> [How to complete this task]:
Copy out the entire listing word for word.

◆ ◆ ◆ ◆ ◆ ◆ ◆

PR #595, opened 2026-01-23
feat: support for local gpu telemetry via pynvml

ajcasagrande:
## Summary by CodeRabbit

* **New Features**
  * Added PyNVML-based local GPU telemetry option and a collector-type switch; added SUMMARY and REALTIME_DASHBOARD modes
  * Expanded GPU metrics (memory, SM, decoder, encoder, JPEG utilizations)

* **Documentation**
  * Updated GPU telemetry guide with PyNVML setup, examples, comparisons vs DCGM, tips, and clarified default endpoint behavior

* **Chores**
  * Added runtime dependency for PyNVML support (nvidia-ml-py)


docs/tutorials/gpu-telemetry.md
matthewkotila, line 1: this is only useful when the server is being run locally, right?

should we display a warning if the server url is not localhost and user uses `--gpu-telemetry pynvml`?

src/aiperf/gpu_telemetry/pynvml_collector.py
```diff
@@ -0,0 +1,459 @@
...
+        """Initialize NVML and discover GPUs.
+
+        Called automatically during initialization phase.
+        Initializes the NVML library and enumerates available GPUs.
+
+        Raises:
+            RuntimeError: If NVML initialization or GPU discovery fails.
+        """
+        try:
+            pynvml.nvmlInit()
```
matthewkotila, line 167: this is generally a really fast call? should we wrap it in `.to_thread()` like other pynvml calls and await it?

src/aiperf/gpu_telemetry/manager.py
```diff
@@ -175,11 +182,72 @@ async def _profile_configure_command(
...
+    async def _configure_pynvml_collector(self) -> None:
+        """Configure a single PyNVML collector for local GPU monitoring."""
+        self.debug("GPU Telemetry: Configuring pynvml collector")
+
+        try:
+            # Import here to defer pynvml check until actually needed
+            from aiperf.gpu_telemetry.pynvml_collector import PyNVMLTelemetryCollector
+
+            collector_id = "pynvml_collector"
+            collector = PyNVMLTelemetryCollector(
```
matthewkotila, line 189: should this use `GPUTelemetryCollectorFactory.create_instance()`?

src/aiperf/common/models/telemetry_models.py
```diff
@@ -92,7 +112,7 @@ class TelemetryRecord(GpuMetadata):
         description="Nanosecond wall-clock timestamp when telemetry was collected (time_ns)"
     )
     dcgm_url: str = Field(
```
matthewkotila, line 114: should this identifier be renamed to something like `telemetry_url`?

src/aiperf/gpu_telemetry/pynvml_collector.py
```diff
@@ -0,0 +1,459 @@
...
+            current_timestamp = time.time_ns()
+            records = []
+            NVMLError = pynvml.NVMLError
+
+            for gpu in self._gpus:
+                handle = gpu.handle
+                telemetry_data = TelemetryMetrics()
+
+                # Power usage (milliwatts -> watts)
+                with contextlib.suppress(NVMLError):
```
matthewkotila, line 365: should we have some debug logging for the cases where collecting a metric fails?

src/aiperf/gpu_telemetry/pynvml_collector.py
brandonpelfrey: This is very fast and only happens once during program startup. I ran this in a loop (separate processes, each only timing the init call) and the mean time is 0.01 seconds.

src/aiperf/gpu_telemetry/pynvml_collector.py
brandonpelfrey: For readability, it might be nice if there was a single context here. I think a one-time warning for unhandled NVMLError would make sense. 

Note that the NVMLNotFound specific error (not 100% sure on the name) is thrown in the happy case when nothing went 'wrong' but there simply isn't data to report. This can happen for instance if at the start of sampling no program is using the GPU yet -- so that shouldn't show as an error to anyone.

docs/tutorials/gpu-telemetry.md
ajcasagrande: like if the --url  is not localhost or 127.0.0.1 ?  that could be a good idea

src/aiperf/common/models/telemetry_models.py
brandonpelfrey: Can this be changed at this point? It's unclear to me if this is something that existing users might already be depending on? i.e. would aiperf be unable to load old telemetry data if we did this? Otherwise yes, telemetry sounds like a better name. @ajcasagrande

src/aiperf/gpu_telemetry/manager.py
ajcasagrande: yes, it can be converted to using the new plugin system (replaces the factories)
```
plugins.get(PluginType.GPU_TELEMETRY_COLLECTOR, GPUTelemetryCollectorType.PYNVML)
```

src/aiperf/common/models/telemetry_models.py
ajcasagrande: unfortunately that is a breaking change in the schema, so not really an option, at least the external facing ones. if this one is always internally used then it can.

src/aiperf/gpu_telemetry/pynvml_collector.py
ajcasagrande: i think I used a context per collection in case a single one failed, but if its fine to just fail if _any_ fail, its cleaner that way/

src/aiperf/common/models/telemetry_models.py
ajcasagrande: @brandonpelfrey haha i think i was commenting at the same time, yeah i dont think we can change unless you check that its not used externally for the json writer

matthewkotila: maybe we can add an alias and deprecate the old one with a warning for a few releases?

not pushing hard, just suggesting alternatives

brandonpelfrey: Was thinking the same. Could handle the old one optionally as the same but the new name going forward is telemetry. I'm going to suggest we not handle this as part of this PR just so we can finish and get this in. We could follow up on the telemetry name as a small isolated change.

docs/tutorials/gpu-telemetry.md
brandonpelfrey: Resolving as part of my continuation for this PR. I've added the proposed logic.

src/aiperf/gpu_telemetry/pynvml_collector.py
brandonpelfrey: I thought a bit more about this. I think your solution is actually better. For anything we /can/ collect in a time interval we would at least have partial results for that time slice.

matthewkotila: just checking in--seems like the topic shifted from the original question

are we ok with adding debug logging for the NVMLError case? (with conditions, i.e. maybe only on first failure, or maybe skipping the NVMLNotFound case, etc)

src/aiperf/gpu_telemetry/manager.py
matthewkotila: just checking--didn't see any changes here

are we ok with using the factory here instead of directly instantiating the class?

docs/tutorials/gpu-telemetry.md
matthewkotila: @brandonpelfrey please tag me at the lines in the new PR that address this comment

src/aiperf/common/models/telemetry_models.py
matthewkotila: @brandonpelfrey please tag me at the lines in the new PR that address this comment

brandonpelfrey: My PR completing this effort will not contain this field change. I think if we want to have a new name for this field we can have it as a separate tiny PR. Would that be alright? In the event there is somehow an issue with the field rename, I would prefer that is a very isolated revert.

src/aiperf/gpu_telemetry/pynvml_collector.py
brandonpelfrey: @matthewkotila I'll take your suggest of logging the first of each error type in my follow-up PR.

brandonpelfrey:
@matthewkotila please note @ajcasagrande mentioned he cannot continue this for now and I do not have access to this repo so I have continued this work in my own PR : https://github.com/ai-dynamo/aiperf/pull/647 . We should close this one when possible.

src/aiperf/common/models/telemetry_models.py
ajcasagrande: yes do not make this change yet.

matthewkotila: oh whoops, sure makes sense.

I just saw a new PR and saw you said here that you could do it somewhere else so I thought the new PR was the somewhere else.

◆ ◆ ◆ ◆ ◆ ◆ ◆

> [Solved problem]:
PR #595, opened 2026-01-23
feat: support for local gpu telemetry via pynvml

ajcasagrande:
## Summary by CodeRabbit

* **New Features**
  * Added PyNVML-based local GPU telemetry option and a collector-type switch; added SUMMARY and REALTIME_DASHBOARD modes
  * Expanded GPU metrics (memory, SM, decoder, encoder, JPEG utilizations)

* **Documentation**
  * Updated GPU telemetry guide with PyNVML setup, examples, comparisons vs DCGM, tips, and clarified default endpoint behavior

* **Chores**
  * Added runtime dependency for PyNVML support (nvidia-ml-py)


docs/tutorials/gpu-telemetry.md
matthewkotila, line 1: this is only useful when the server is being run locally, right?

should we display a warning if the server url is not localhost and user uses `--gpu-telemetry pynvml`?

src/aiperf/gpu_telemetry/pynvml_collector.py
```diff
@@ -0,0 +1,459 @@
...
+        """Initialize NVML and discover GPUs.
+
+        Called automatically during initialization phase.
+        Initializes the NVML library and enumerates available GPUs.
+
+        Raises:
+            RuntimeError: If NVML initialization or GPU discovery fails.
+        """
+        try:
+            pynvml.nvmlInit()
```
matthewkotila, line 167: this is generally a really fast call? should we wrap it in `.to_thread()` like other pynvml calls and await it?

src/aiperf/gpu_telemetry/manager.py
```diff
@@ -175,11 +182,72 @@ async def _profile_configure_command(
...
+    async def _configure_pynvml_collector(self) -> None:
+        """Configure a single PyNVML collector for local GPU monitoring."""
+        self.debug("GPU Telemetry: Configuring pynvml collector")
+
+        try:
+            # Import here to defer pynvml check until actually needed
+            from aiperf.gpu_telemetry.pynvml_collector import PyNVMLTelemetryCollector
+
+            collector_id = "pynvml_collector"
+            collector = PyNVMLTelemetryCollector(
```
matthewkotila, line 189: should this use `GPUTelemetryCollectorFactory.create_instance()`?

src/aiperf/common/models/telemetry_models.py
```diff
@@ -92,7 +112,7 @@ class TelemetryRecord(GpuMetadata):
         description="Nanosecond wall-clock timestamp when telemetry was collected (time_ns)"
     )
     dcgm_url: str = Field(
```
matthewkotila, line 114: should this identifier be renamed to something like `telemetry_url`?

src/aiperf/gpu_telemetry/pynvml_collector.py
```diff
@@ -0,0 +1,459 @@
...
+            current_timestamp = time.time_ns()
+            records = []
+            NVMLError = pynvml.NVMLError
+
+            for gpu in self._gpus:
+                handle = gpu.handle
+                telemetry_data = TelemetryMetrics()
+
+                # Power usage (milliwatts -> watts)
+                with contextlib.suppress(NVMLError):
```
matthewkotila, line 365: should we have some debug logging for the cases where collecting a metric fails?

src/aiperf/gpu_telemetry/pynvml_collector.py
brandonpelfrey: This is very fast and only happens once during program startup. I ran this in a loop (separate processes, each only timing the init call) and the mean time is 0.01 seconds.

src/aiperf/gpu_telemetry/pynvml_collector.py
brandonpelfrey: For readability, it might be nice if there was a single context here. I think a one-time warning for unhandled NVMLError would make sense. 

Note that the NVMLNotFound specific error (not 100% sure on the name) is thrown in the happy case when nothing went 'wrong' but there simply isn't data to report. This can happen for instance if at the start of sampling no program is using the GPU yet -- so that shouldn't show as an error to anyone.

docs/tutorials/gpu-telemetry.md
ajcasagrande: like if the --url  is not localhost or 127.0.0.1 ?  that could be a good idea

src/aiperf/common/models/telemetry_models.py
brandonpelfrey: Can this be changed at this point? It's unclear to me if this is something that existing users might already be depending on? i.e. would aiperf be unable to load old telemetry data if we did this? Otherwise yes, telemetry sounds like a better name. @ajcasagrande

src/aiperf/gpu_telemetry/manager.py
ajcasagrande: yes, it can be converted to using the new plugin system (replaces the factories)
```
plugins.get(PluginType.GPU_TELEMETRY_COLLECTOR, GPUTelemetryCollectorType.PYNVML)
```

src/aiperf/common/models/telemetry_models.py
ajcasagrande: unfortunately that is a breaking change in the schema, so not really an option, at least the external facing ones. if this one is always internally used then it can.

src/aiperf/gpu_telemetry/pynvml_collector.py
ajcasagrande: i think I used a context per collection in case a single one failed, but if its fine to just fail if _any_ fail, its cleaner that way/

src/aiperf/common/models/telemetry_models.py
ajcasagrande: @brandonpelfrey haha i think i was commenting at the same time, yeah i dont think we can change unless you check that its not used externally for the json writer

matthewkotila: maybe we can add an alias and deprecate the old one with a warning for a few releases?

not pushing hard, just suggesting alternatives

brandonpelfrey: Was thinking the same. Could handle the old one optionally as the same but the new name going forward is telemetry. I'm going to suggest we not handle this as part of this PR just so we can finish and get this in. We could follow up on the telemetry name as a small isolated change.

docs/tutorials/gpu-telemetry.md
brandonpelfrey: Resolving as part of my continuation for this PR. I've added the proposed logic.

src/aiperf/gpu_telemetry/pynvml_collector.py
brandonpelfrey: I thought a bit more about this. I think your solution is actually better. For anything we /can/ collect in a time interval we would at least have partial results for that time slice.

matthewkotila: just checking in--seems like the topic shifted from the original question

are we ok with adding debug logging for the NVMLError case? (with conditions, i.e. maybe only on first failure, or maybe skipping the NVMLNotFound case, etc)

src/aiperf/gpu_telemetry/manager.py
matthewkotila: just checking--didn't see any changes here

are we ok with using the factory here instead of directly instantiating the class?

docs/tutorials/gpu-telemetry.md
matthewkotila: @brandonpelfrey please tag me at the lines in the new PR that address this comment

src/aiperf/common/models/telemetry_models.py
matthewkotila: @brandonpelfrey please tag me at the lines in the new PR that address this comment

brandonpelfrey: My PR completing this effort will not contain this field change. I think if we want to have a new name for this field we can have it as a separate tiny PR. Would that be alright? In the event there is somehow an issue with the field rename, I would prefer that is a very isolated revert.

src/aiperf/gpu_telemetry/pynvml_collector.py
brandonpelfrey: @matthewkotila I'll take your suggest of logging the first of each error type in my follow-up PR.

brandonpelfrey:
@matthewkotila please note @ajcasagrande mentioned he cannot continue this for now and I do not have access to this repo so I have continued this work in my own PR : https://github.com/ai-dynamo/aiperf/pull/647 . We should close this one when possible.

src/aiperf/common/models/telemetry_models.py
ajcasagrande: yes do not make this change yet.

matthewkotila: oh whoops, sure makes sense.

I just saw a new PR and saw you said here that you could do it somewhere else so I thought the new PR was the somewhere else.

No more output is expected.